TASK ITEM | Output only an exact transcription of the line containing "### LINKED ISSUE" and all lines that follow it in the data below.

DATASET SECTION |
PR #338, opened 2022-10-14
fix: clicking in media-container should schedule inactive

### LINKED ISSUE #188: user inactivity tracking doesn't account for mouse clicks

gkatsev:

TASK RESPONSE |
### LINKED ISSUE #188: user inactivity tracking doesn't account for mouse clicks

gkatsev:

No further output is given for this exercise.